We sincerely believe that given goodwill and commitment on all sides, a way forward can be found. Our first step has been to examine the basis in human rights law on the freedom of expression which are 2 articles, 19 and 20, of the ICCPR. These articles clearly state that the right of freedom of expression is not absolute or without limits. It maintains that in case freedom of expression poses a security threat or leads to incitement to violence, then states can enforce limits to this right. From our perspective, instances of so-called free speech in the West have already created security threats as well as incitement to violence - against Muslims as well as by Muslims (as in the Charlie Hebdo case). There is also the case that freedom of expression can infringe on the freedom of religion through intimidation, threats and verbal abuse which amounts to incitement of violence.

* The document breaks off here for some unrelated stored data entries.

PR #1231, opened 2022-10-19
Adding custom retry amount to Machine.run()

gsegatti:
I've recently noted the retry logic for `run()` within `machine.py` has a fixed value of 30 retries and a 1 second sleep between each iteration.

I'd like to propose the possibility of letting the user set this amount via the `Machine` constructor. This way an user can await for a lesser time span between trying to run a `Machine` instance.

Please let me know if this would be something that makes sense as my last PR was quite a few months ago.

### DIFF
--- a/mkosi/machine.py
+++ b/mkosi/machine.py
@@ -48,9 +48,10 @@ class LogfileAdapter:
 
 
 class Machine:
-    def __init__(self, args: Sequence[str] = []) -> None:
+    def __init__(self, args: Sequence[str] = [], *, num_retries: int = 30) -> None:
         # Remains None until image is built and booted, then receives pexpect process.
         self._serial: Optional[pexpect.spawn] = None
+        self.num_retries = num_retries
         self.exit_code: int = -1
         self.stack = contextlib.ExitStack()
         self.config: MkosiConfig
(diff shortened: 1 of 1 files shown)


mkosi/machine.py
```diff
@@ -48,9 +48,10 @@ def flush(self) -> None:
 
 
 class Machine:
-    def __init__(self, args: Sequence[str] = []) -> None:
+    def __init__(self, args: Sequence[str] = [], retry_amount: int = 30) -> None:
```
behrmann, line 51:
```suggestion
    def __init__(self, args: Sequence[str] = [], *, retry_amount: int = 30) -> None:
```
I'd prefer to make keyword arguments with defaults to only be callable via keyword

behrmann (commented):
LGTM, with one nit. Would be nice to plumb this through to pytest in the machine test.

mkosi/machine.py
DaanDeMeyer: Let's rename it to `num_retries` as well

gsegatti: Yep, via keyword seems better. Regarding your other comment, I didn't quite understand what "plumb through" the `num_retries` to pytest would be, so I tried to implement what I thought correct.

Let me know if I got it wrong.

behrmann: Sorry for being unclear: What I meant is to be able to run pytest such, that i can set `num_retries` on the CLI.

DaanDeMeyer (approved):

Moreover, as we have pointed out on several occasions, a number of European states already have laws that criminalise hate speech such as anti-Semitism and Holocaust denial. The Berlin Declaration of the Organisation for Security and Cooperation in Europe (OSCE) of 2004 also calls upon Western states to enact legislation against anti-Semitism while the Council of Europe, even more importantly, requires that Western states institute legislation against racism and racial discrimination based on, among other factors, religion. In the US, as well the limits of free speech have been identified by the judiciary in the Brandenburg versus Ohio case.

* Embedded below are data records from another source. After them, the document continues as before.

PR #1236, opened 2022-10-23
mkosi: add dracut extra modules

johannbg:
Adds the ability to include additional dracut modules to mkosi

### DIFF
--- a/mkosi/__init__.py
+++ b/mkosi/__init__.py
@@ -138,6 +138,7 @@ DRACUT_SYSTEMD_EXTRAS = [
     "/usr/bin/systemd-tty-ask-password-agent"
 ]
 
+DRACUT_EXTRA_MODULES: List[str] = []
 
 def write_resource(
         where: Path, resource: str, key: str, *, executable: bool = False, mode: Optional[int] = None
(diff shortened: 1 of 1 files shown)


mkosi/__init__.py
```diff
@@ -138,6 +138,7 @@
     "/usr/bin/systemd-tty-ask-password-agent"
 ]
 
+DRACUT_EXTRA_MODULES = [] # type: List[str]
```
behrmann, line 141:
```suggestion
DRACUT_EXTRA_MODULES: List[str] = [] 
```

behrmann (commented):
I guess it's not a problem for dracut if there's overlap between files installed via modules and `install_optional_items` (assuming that the module is purely additive in nature)? i.e. we can keep `DRACUT_SYSTEMD_EXTRAS` around and add modules that do the same thing to `DRACUT_EXTRA_MODULES` and we're good with both older and recent dracut releases?

mkosi/__init__.py
behrmann: Looking at the previous version of this PR, you did `list[str]` instead of `List[str]`, we don't do that yet, since we're still lower-bounded to Python 3.7 (I need to push my 3.9 branch), so that's why that didn't work. `List[str]` as annotation works.

> If you want to support older dracut releases as well it should be fine but we dont support downstream playing russian release roulette with components. Using new dracut with old systemd etc.

Wanting and having to live with what's generally available are two different things. :)

behrmann (commented):
Two questions:
- How does dracut handle it if a module is not available?
- Could you fill out the `DRACUT_EXTRA_MODULES` section? Little point in adding scaffolding if it's not being used.

PR #1237, opened 2022-10-24
dnf: Disable versionlock plugin

ignatenkobrain:
The host's versionlock plugin / setup will exclude stuff that one tries to get into the image… Most of the other tools (mock, kiwi) are doing it this way.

These facts demonstrate that there are several avenues that must continue to be pursued for the effective and comprehensive implementation of resolution 16/18. One strongest argument is that there should be no discrimination or double standards and therefore people of all faiths must be treated equally. The ultimate goal is to evolve a legal framework on the basis of consensus that would protect the rights of Muslims as well as people of other faiths on a non-discriminatory basis. It is now upto Pakistan’s diplomacy to continue to lead the way to this end.
The writer is Pakistan’s Permanent Representative to the European Office of the UN in Geneva.